Adolfo deja unos billetes sobre la mesa.
Salimos.
-No te pongas rebelde mira que a ti te llaman Palomino.
-Sí, Palomino es éste que está aquí –le digo señalándome las bolas.
Ambos reímos.
Veo que Adolfo apura el paso, coño deben ser las diez y algo. El toque de
queda no prescrito, el impuesto por la barbarie de la calle, por las sombras sin
remordimiento con babas de sal y sangre de trena.
Hay que apurarse.
Agarramos entonces camino en dirección al Pérez Bonalde ya que no pasan
más nuestras odiadas camioneticas y no hay ni un alma por las calles, nos vemos
en la obligación de cortar camino.
Vamos en silencio.
Yo miro un poco la hilera de casas pobres alzadas a un lado, desde algunas
observo el reflejo del televisor sobre las paredes de la calle, en un azul que cambia
a naranja y verde de amarillo a violeta, imagino a la gente sentadas en sus
muebles, enmudecidas por la pantalla mágica de todos los días, amándose,
destruyéndose sin saber por qué. También escuchamos clarito las voces de los
actores de la telenovela.
¡Santo pecado!

Casi corremos. Adolfo admira al gigante que duerme, sus años de estudiante
le pasan por la memoria. Era tan solo un chico silencioso y terco. Amante del
esoterismo y el budismo zen. Mal estudiante por escritor. También tuvo que
sufrir, como yo, de la represión hogareña. Los poetas y los novelistas son una
especie rara, rara y molesta para muchos.
5

Pasa una moto con dos bichitos. Nos miran raro pero siguen, menos mal.

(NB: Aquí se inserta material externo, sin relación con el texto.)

PR #890, opened 2020-06-07
android: update to use androidx and fixate sdk version to be 29

buildbreaker:
Getting a bunch of strange build errors with using the legacy support v7 library from Android.

This change is to update to use the supported `androidx` libraries instead. The fixation of sdk api 29 is so we can target newer sdk apis. It shouldn't impact the NDK target version (goal is 21 but is currently 24)

Description: android: update to use androidx and fixate sdk version to be 29
Risk Level: low
Testing: ci
Docs Changes: n/a
Release Notes: n/a
[Optional Fixes #Issue]
[Optional Deprecated:]


bazel/envoy_mobile_dependencies.bzl
```diff
@@ -22,7 +22,7 @@ def kotlin_dependencies():
         artifacts = [
             # Kotlin
             "org.jetbrains.kotlin:kotlin-stdlib-jdk8:1.3.11",
-
+            "androidx.recyclerview:recyclerview:1.0.0",
```
alexjlockwood, line 25: I recommend using the latest Android X releases listed under the "stable" column here: https://developer.android.com/jetpack/androidx/versions

The 1.0.0 versions are also super (like around September 2018 or something).

WORKSPACE
```diff
@@ -37,8 +37,8 @@ envoy_mobile_dependencies()
 load("@envoy_mobile//bazel:envoy_mobile_toolchains.bzl", "envoy_mobile_toolchains")
 envoy_mobile_toolchains()
 
-# Fixing to API 24. Need to lower to API 21: https://github.com/lyft/envoy-mobile/issues/936
 # Note: proguard is failing for API 30+
-android_sdk_repository(name = "androidsdk", api_level = 24)
+android_sdk_repository(name = "androidsdk", api_level = 29)
```
rebello95, line 41: Revert?

bazel/envoy_mobile_dependencies.bzl
```diff
@@ -22,7 +22,7 @@ def kotlin_dependencies():
         artifacts = [
             # Kotlin
             "org.jetbrains.kotlin:kotlin-stdlib-jdk8:1.3.11",
-
+            "androidx.recyclerview:recyclerview:1.1.0",
```
goaway, line 25: If this is only used in the example app, can it be removed from these dependencies?

WORKSPACE
rebello95: Ah I guess you still have it set for the NDK

buildbreaker: The NDK is more important than the SDK here. We _should_ be safe with this change

bazel/envoy_mobile_dependencies.bzl
buildbreaker: I can pull it to be a parameter if that helps but we'll have to declare it

goaway: I guess my vague misgiving is that it adds a new external dependency to the build (which could break), which isn't strictly necessary to build the library.

That said, if it's maintained by Google, it's probably fairly safe.

You could move this into the BUILD file of the example app though, couldn't you?

goaway: (Or to a function that only gets called when building those targets.)

buildbreaker: We spoke offline. I do agree that we should keep this as minimal as possible. @goaway is fine with making the change to clean this up as a follow up PR

buildbreaker: https://github.com/lyft/envoy-mobile/issues/950

PR #901, opened 2020-06-11
android: wire up on cancel from JNI layer

junr03:
Description: wire up missing on cancel call from JNI up to platform layer
Risk Level: low
Testing: build


buildbreaker:
`jvm_on_complete` is also like this i think

junr03:
On complete does not have a platform counterpart. It’s only used up to this layer to delete the ref.

buildbreaker:
Actually...let me verify this. It's building...

PR #904, opened 2020-06-12
swift / grpc: add grpc-status and grpc-message accessors

rebello95:
Adds a `GRPCResponseTrailers` and associated builder, which expose the `grpc-status` and `grpc-message` values - similarly to how we expose the `:status` from `HTTPResponseHeaders`.

I'll follow up with the Android changes when I port over the existing Android interfaces to match up with those introduced in https://github.com/lyft/envoy-mobile/pull/858.

Docs on these headers: https://chromium.googlesource.com/external/github.com/grpc/grpc/+/HEAD/doc/PROTOCOL-HTTP2.md


rebello95:
I need to think about this a bit more - looks like `grpc-status` can be returned in both/either headers or trailers 😬

PR #912, opened 2020-06-16
third-party build: update targets to allow extension registry overrides by a third-party build system

junr03:
Description: this PR moves the extension registry files out to top-level directories with their own Bazel workspaces. This allows us to declare it as local_repository. Once treated as a external repository, a third-party build system (i.e, a consumer of envoy-mobile interested in building their own library with private extensions) is able to do so using local_repository declarations in _their_ own repo.
Risk Level: low nothing changes for the project. However, the ergonomics for consumers to extend oss envoy mobile are being created here so we should make sure it is easy to do so.
Testing: local build with a third party filter.
Docs Changes: added docs
Release Notes: I propose we bump v0.3.1 when this override system lands.


WORKSPACE
```diff
@@ -13,6 +13,16 @@ local_repository(
     path = "envoy_build_config",
 )
 
+local_repository(
+    name = "envoy_mobile_bootstrap_config",
+    path = "envoy_mobile_bootstrap_config",
+)
+
+local_repository(
+    name = "extension_registry",
```
junr03, line 22: right now I have created just a single extension registry, but my other idea was to perhaps have three extension registries:
1. extensions declared in envoy
2. extensions declared in envoy-mobile
3. extensions declared in envoy-mobile private

This way if a consumer is not interested in overriding 1, and 2, they don't need to.

envoy_mobile_bootstrap_config/config_template.cc
```diff
@@ -77,6 +77,7 @@ const char* config_template = R"(
               inline_string: |
 )"
 #include "certificates.inc"
+
```
rebello95, line 80: Is this deliberate?

WORKSPACE
goaway: 2. I think is a special case that can be omitted - the only reason envoy-mobile declare an extension is if its integral to the project, right?

1. and 3. seem like they can be combined.

junr03: yep, for simplicity, I am going to leave just the one override point then.

junr03:
@goaway could you give another look?

junr03:
@goaway I decided to remove the config override, and make this PR only about extensions. Let me know if you have any remaining comments!

envoy_build_config/BUILD
```diff
@@ -1 +1,26 @@
+load("@envoy//bazel:envoy_build_system.bzl", "envoy_cc_library", "envoy_package")
+
 licenses(["notice"])  # Apache 2
+
+envoy_package()
+
+envoy_cc_library(
+    name = "static_registry",
```
goaway, line 8: would "extension_regsitry" be clearer?

goaway: (not rhetorical)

Llegamos hasta el final de la calle Padre Arroyo, mejor vamos mañana


donde Rebeca, la cosa no es tan urgente como para arriesgar la vida.
Mientras me alejo en dirección contraria voy pensando en cada detalle de lo
sucedido esa noche. Me vuelvo y sonrío con ironía. A mi lado pasa un viejo que
cojea, un auto que no consigue desnudar la lluvia, un perro que espanta a la
muerte. La noche se mete en nuestras almas para dominar la intemperie, el cerco
se abre, ya no hay más presidio para quien desgaja las sombras y hace suya la
costumbre de vivir.
Por fin, y en mucho tiempo, una profunda y silenciosa paz me abraza.